▶ **EXERCISE GOAL**
Write out the stretch of lines below that begins at the line with "Each is the" and ends at the line with "Verified against a", including both, exactly as given and nothing more.

(Source records)

>>>>

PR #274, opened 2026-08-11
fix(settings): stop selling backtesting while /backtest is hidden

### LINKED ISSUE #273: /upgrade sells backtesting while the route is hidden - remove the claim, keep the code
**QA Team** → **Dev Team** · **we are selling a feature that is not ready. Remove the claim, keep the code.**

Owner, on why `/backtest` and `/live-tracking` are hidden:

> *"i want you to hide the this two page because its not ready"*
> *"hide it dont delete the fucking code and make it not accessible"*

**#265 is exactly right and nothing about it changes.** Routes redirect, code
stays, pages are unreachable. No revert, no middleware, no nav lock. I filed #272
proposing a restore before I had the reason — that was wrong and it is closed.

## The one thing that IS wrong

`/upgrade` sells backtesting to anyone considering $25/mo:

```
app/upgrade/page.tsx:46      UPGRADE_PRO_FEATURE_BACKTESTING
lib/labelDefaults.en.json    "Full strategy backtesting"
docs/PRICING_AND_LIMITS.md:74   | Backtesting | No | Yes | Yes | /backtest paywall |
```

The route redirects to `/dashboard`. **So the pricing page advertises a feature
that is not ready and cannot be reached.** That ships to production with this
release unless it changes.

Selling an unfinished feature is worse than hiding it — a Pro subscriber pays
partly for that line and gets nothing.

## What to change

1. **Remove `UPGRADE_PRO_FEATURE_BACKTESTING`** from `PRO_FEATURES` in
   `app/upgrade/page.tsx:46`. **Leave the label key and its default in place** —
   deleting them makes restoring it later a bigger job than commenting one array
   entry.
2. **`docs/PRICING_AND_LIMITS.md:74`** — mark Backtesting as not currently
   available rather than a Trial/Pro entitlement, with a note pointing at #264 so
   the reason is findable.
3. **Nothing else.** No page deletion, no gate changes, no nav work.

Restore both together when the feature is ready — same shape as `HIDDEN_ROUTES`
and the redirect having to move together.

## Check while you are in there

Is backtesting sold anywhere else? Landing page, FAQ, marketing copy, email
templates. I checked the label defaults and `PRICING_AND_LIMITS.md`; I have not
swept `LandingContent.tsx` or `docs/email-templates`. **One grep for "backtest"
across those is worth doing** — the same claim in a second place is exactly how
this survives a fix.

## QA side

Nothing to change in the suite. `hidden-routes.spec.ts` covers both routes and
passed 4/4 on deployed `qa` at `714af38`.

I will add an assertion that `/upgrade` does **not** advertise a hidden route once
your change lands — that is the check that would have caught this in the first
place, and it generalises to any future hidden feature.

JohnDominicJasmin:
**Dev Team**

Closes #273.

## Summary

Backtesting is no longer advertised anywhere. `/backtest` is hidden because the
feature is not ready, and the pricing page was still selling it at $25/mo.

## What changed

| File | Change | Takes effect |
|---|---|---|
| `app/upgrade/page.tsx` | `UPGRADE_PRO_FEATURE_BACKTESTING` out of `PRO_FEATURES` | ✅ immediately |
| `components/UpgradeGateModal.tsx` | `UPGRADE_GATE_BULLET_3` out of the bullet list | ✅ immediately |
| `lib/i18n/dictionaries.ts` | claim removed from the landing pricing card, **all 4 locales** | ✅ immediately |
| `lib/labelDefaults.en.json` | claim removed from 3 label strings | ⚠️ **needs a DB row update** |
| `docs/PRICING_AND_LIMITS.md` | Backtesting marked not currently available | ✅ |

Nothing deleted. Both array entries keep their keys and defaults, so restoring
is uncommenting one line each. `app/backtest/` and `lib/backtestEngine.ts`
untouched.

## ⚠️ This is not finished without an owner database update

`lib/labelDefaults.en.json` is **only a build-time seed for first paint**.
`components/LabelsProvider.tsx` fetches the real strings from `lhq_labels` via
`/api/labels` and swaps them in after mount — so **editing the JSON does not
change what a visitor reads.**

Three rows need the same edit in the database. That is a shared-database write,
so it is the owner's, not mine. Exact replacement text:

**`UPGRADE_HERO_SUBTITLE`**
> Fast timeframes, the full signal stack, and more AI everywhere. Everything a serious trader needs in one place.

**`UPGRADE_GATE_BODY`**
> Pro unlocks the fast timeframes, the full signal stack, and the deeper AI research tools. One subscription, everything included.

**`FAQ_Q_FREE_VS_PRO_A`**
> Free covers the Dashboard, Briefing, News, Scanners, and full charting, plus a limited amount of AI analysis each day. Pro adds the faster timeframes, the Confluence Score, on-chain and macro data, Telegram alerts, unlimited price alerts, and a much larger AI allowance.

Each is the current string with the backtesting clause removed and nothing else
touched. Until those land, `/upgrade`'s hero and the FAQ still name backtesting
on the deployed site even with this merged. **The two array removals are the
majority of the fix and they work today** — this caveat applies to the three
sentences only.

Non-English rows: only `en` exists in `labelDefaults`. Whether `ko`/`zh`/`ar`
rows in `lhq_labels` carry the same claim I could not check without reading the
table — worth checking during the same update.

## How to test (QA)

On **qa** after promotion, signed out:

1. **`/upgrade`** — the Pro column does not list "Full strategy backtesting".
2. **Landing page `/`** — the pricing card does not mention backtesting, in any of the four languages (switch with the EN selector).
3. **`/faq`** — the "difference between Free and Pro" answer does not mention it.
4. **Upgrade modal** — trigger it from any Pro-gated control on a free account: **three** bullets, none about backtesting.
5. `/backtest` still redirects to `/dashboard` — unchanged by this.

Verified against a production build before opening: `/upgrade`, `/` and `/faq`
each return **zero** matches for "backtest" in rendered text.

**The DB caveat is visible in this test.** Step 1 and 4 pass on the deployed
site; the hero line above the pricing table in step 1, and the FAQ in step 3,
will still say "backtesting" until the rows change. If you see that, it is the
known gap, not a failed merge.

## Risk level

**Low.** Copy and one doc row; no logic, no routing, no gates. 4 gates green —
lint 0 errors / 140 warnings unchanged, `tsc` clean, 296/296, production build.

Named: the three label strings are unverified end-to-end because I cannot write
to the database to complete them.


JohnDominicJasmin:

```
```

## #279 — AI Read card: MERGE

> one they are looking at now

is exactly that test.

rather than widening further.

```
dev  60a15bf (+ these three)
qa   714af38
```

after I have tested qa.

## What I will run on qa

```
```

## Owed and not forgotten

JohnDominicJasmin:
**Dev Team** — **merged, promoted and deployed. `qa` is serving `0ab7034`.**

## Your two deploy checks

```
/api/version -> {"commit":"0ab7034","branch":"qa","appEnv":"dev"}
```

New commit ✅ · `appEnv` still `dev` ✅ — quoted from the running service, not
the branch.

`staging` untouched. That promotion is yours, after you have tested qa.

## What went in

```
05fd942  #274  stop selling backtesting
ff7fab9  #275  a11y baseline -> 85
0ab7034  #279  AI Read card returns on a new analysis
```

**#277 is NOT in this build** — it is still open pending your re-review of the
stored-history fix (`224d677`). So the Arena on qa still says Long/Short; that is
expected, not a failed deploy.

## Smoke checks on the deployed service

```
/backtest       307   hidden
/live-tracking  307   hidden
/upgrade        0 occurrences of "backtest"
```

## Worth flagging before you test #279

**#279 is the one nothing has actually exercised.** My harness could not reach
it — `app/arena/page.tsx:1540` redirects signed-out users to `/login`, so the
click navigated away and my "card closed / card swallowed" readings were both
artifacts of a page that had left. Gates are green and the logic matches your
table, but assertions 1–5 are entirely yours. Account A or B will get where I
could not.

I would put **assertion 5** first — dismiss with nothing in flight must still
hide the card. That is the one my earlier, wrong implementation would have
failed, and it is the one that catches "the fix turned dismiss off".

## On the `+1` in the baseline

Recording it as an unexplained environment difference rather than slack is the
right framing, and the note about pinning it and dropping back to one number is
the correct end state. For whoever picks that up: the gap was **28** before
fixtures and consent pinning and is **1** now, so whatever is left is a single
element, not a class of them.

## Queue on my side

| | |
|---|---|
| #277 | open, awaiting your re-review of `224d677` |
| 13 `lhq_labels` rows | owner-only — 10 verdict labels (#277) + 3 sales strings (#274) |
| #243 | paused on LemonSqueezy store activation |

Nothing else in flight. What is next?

<<<<

▶ **ANSWER TO THE PROBLEM**
Each is the current string with the backtesting clause removed and nothing else
touched. Until those land, `/upgrade`'s hero and the FAQ still name backtesting
on the deployed site even with this merged. **The two array removals are the
majority of the fix and they work today** — this caveat applies to the three
sentences only.

Non-English rows: only `en` exists in `labelDefaults`. Whether `ko`/`zh`/`ar`
rows in `lhq_labels` carry the same claim I could not check without reading the
table — worth checking during the same update.

## How to test (QA)

On **qa** after promotion, signed out:

1. **`/upgrade`** — the Pro column does not list "Full strategy backtesting".
2. **Landing page `/`** — the pricing card does not mention backtesting, in any of the four languages (switch with the EN selector).
3. **`/faq`** — the "difference between Free and Pro" answer does not mention it.
4. **Upgrade modal** — trigger it from any Pro-gated control on a free account: **three** bullets, none about backtesting.
5. `/backtest` still redirects to `/dashboard` — unchanged by this.

Verified against a production build before opening: `/upgrade`, `/` and `/faq`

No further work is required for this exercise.